MATERIAL PROVIDED Start Marker

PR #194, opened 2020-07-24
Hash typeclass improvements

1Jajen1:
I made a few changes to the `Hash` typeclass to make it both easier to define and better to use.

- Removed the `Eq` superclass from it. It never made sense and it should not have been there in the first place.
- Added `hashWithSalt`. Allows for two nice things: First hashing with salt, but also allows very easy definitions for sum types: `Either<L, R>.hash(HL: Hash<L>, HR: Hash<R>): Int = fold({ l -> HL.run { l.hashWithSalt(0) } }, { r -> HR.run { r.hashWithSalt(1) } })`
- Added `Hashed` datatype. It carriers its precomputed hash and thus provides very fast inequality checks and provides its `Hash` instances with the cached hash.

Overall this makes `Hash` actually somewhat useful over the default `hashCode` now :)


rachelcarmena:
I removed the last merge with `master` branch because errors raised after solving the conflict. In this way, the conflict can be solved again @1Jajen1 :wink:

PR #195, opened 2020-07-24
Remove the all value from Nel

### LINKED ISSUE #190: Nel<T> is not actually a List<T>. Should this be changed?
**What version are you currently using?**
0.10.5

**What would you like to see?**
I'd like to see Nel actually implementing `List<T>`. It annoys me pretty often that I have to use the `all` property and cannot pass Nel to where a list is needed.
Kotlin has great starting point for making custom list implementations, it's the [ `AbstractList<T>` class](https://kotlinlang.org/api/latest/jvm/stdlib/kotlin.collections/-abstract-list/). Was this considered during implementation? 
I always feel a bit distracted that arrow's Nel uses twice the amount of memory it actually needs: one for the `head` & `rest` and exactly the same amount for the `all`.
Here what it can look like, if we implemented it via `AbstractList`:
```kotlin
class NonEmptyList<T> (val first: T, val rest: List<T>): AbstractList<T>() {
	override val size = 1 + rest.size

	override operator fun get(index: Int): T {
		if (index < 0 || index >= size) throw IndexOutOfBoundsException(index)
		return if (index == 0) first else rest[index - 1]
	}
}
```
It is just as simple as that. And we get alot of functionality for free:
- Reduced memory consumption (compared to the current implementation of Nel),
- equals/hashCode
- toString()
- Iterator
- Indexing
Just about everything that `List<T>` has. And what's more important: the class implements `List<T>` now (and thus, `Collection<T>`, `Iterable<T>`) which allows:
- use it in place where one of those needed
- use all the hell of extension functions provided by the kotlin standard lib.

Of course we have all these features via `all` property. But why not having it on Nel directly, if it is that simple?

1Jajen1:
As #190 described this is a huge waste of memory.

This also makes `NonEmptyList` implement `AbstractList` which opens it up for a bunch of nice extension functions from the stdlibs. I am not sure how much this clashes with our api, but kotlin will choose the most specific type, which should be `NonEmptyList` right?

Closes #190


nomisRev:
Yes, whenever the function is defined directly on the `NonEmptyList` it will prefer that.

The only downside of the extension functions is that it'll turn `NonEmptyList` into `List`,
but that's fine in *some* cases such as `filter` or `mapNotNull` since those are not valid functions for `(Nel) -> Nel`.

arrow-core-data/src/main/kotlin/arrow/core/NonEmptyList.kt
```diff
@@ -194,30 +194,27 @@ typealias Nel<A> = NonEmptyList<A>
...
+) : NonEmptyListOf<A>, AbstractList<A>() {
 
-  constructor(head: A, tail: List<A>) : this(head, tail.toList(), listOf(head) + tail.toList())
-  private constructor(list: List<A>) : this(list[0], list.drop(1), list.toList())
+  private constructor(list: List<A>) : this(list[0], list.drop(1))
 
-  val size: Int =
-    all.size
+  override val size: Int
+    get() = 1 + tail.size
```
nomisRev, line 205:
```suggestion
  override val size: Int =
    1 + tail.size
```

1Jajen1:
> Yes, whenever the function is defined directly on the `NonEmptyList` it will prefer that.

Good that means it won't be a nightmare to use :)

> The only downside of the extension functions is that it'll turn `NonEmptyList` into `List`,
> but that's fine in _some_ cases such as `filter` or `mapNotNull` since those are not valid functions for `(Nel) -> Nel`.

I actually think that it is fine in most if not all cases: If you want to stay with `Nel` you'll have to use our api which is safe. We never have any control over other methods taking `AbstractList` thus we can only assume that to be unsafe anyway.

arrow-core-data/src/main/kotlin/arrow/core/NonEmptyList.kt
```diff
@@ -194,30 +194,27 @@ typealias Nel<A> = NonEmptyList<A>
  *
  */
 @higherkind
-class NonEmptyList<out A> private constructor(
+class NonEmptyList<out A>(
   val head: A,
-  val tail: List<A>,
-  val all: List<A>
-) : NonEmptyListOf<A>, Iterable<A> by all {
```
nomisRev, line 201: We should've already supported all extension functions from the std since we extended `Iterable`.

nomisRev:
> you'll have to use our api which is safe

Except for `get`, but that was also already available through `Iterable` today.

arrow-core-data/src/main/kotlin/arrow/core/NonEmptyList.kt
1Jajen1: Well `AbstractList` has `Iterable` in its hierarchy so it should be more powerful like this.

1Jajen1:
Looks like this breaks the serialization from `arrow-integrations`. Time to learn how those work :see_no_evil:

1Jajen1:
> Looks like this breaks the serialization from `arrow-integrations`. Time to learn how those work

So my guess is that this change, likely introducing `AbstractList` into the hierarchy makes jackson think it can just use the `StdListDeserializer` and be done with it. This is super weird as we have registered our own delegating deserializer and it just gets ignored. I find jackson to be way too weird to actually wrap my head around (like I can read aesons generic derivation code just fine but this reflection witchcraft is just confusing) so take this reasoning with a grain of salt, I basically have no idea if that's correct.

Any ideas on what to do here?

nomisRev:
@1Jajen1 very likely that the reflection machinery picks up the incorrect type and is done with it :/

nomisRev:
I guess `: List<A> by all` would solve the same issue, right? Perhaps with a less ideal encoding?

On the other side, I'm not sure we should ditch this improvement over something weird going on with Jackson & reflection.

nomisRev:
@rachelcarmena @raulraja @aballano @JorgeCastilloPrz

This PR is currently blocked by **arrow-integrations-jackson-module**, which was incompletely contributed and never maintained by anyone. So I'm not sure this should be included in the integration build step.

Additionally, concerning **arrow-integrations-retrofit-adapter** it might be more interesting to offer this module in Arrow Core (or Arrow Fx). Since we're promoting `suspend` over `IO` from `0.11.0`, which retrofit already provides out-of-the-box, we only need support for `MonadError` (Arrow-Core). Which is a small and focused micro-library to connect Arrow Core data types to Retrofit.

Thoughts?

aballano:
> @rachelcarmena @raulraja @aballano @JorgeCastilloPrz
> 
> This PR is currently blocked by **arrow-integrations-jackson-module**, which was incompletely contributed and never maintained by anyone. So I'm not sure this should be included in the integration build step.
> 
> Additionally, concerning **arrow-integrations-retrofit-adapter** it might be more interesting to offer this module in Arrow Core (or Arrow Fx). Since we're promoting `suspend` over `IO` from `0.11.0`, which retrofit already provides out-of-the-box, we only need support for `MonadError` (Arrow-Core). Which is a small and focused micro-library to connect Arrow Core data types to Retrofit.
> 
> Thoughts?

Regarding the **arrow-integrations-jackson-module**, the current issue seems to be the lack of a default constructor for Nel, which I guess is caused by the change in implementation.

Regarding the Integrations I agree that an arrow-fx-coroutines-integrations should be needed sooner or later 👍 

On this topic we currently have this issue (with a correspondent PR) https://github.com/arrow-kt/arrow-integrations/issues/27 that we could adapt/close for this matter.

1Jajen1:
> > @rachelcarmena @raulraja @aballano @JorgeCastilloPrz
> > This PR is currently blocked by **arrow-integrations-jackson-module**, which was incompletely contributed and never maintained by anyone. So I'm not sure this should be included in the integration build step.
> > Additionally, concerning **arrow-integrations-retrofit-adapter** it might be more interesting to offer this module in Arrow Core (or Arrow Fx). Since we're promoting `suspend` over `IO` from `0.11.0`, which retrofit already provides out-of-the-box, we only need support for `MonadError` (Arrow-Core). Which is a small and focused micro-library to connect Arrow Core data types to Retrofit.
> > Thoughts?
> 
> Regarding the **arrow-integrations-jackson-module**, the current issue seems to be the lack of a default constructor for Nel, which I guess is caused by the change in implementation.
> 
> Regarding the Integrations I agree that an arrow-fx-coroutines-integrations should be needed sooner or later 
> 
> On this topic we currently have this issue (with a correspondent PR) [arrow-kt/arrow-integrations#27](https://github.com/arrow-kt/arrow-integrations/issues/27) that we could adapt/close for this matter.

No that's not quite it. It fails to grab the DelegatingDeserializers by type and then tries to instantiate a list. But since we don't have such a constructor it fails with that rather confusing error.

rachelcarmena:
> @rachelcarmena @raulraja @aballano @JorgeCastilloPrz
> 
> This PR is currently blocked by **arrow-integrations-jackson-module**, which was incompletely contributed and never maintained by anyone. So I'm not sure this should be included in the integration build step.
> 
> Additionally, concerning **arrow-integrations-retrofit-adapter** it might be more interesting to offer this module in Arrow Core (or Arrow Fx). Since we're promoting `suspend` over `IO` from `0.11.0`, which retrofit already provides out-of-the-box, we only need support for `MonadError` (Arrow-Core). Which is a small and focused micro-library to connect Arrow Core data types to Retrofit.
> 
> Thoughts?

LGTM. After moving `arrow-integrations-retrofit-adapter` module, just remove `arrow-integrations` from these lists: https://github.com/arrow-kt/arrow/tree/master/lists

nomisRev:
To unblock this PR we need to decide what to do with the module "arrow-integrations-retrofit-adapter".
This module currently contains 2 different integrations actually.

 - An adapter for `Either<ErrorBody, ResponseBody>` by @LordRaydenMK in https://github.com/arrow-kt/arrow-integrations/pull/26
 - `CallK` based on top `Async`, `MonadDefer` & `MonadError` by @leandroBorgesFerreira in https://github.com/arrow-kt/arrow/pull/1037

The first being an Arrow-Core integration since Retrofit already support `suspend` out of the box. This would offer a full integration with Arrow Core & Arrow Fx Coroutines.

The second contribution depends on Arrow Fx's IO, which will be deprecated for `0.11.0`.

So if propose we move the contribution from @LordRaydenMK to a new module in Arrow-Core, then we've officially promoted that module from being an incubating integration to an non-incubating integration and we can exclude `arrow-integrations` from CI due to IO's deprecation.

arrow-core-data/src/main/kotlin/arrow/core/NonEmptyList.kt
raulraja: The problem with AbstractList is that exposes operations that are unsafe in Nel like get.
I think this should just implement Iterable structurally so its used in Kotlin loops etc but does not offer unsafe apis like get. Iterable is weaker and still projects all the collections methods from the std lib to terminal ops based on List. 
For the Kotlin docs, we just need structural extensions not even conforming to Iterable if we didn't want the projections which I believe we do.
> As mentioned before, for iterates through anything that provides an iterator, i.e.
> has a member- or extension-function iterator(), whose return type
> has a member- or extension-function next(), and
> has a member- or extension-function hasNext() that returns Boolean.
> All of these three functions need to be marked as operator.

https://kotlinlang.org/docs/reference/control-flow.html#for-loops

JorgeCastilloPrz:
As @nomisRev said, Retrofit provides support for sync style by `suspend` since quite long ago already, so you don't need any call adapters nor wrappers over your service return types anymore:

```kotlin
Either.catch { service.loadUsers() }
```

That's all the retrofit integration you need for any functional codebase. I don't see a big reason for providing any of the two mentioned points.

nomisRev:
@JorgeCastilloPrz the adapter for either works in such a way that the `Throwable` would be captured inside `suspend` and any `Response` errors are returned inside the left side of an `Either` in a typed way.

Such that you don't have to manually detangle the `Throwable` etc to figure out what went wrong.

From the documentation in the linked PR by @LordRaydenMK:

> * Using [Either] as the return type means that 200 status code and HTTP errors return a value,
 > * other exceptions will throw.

MATERIAL PROVIDED End Marker

Determine which lines above include the word "Thoughts", and report those lines in full.

** ANSWER BELOW **
Thoughts?
> Thoughts?
> > Thoughts?
> Thoughts?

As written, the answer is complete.